↓↓↓
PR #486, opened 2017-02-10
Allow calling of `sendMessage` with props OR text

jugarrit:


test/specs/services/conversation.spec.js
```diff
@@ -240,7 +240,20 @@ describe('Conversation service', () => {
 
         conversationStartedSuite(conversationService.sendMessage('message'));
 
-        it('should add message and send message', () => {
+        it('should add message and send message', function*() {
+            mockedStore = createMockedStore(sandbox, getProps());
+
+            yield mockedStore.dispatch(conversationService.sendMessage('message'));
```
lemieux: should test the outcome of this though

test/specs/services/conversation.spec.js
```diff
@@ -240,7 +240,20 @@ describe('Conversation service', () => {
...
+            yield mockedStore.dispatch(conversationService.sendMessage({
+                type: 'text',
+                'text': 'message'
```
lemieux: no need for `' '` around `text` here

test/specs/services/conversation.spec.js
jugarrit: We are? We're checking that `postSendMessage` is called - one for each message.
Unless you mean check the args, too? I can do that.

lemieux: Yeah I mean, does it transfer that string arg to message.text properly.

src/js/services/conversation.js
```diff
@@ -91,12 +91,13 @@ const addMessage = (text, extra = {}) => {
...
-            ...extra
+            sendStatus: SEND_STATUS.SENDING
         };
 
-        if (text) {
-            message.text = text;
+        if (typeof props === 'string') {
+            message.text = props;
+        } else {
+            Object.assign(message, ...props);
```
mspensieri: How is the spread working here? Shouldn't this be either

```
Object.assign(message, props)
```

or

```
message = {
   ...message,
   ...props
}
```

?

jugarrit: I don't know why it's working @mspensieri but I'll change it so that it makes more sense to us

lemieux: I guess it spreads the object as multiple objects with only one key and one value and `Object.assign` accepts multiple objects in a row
↑↑↑
Based on the listing, determine the number of lines that include the string "working", and give that number without further text.

RESULT OF THIS TASK » 2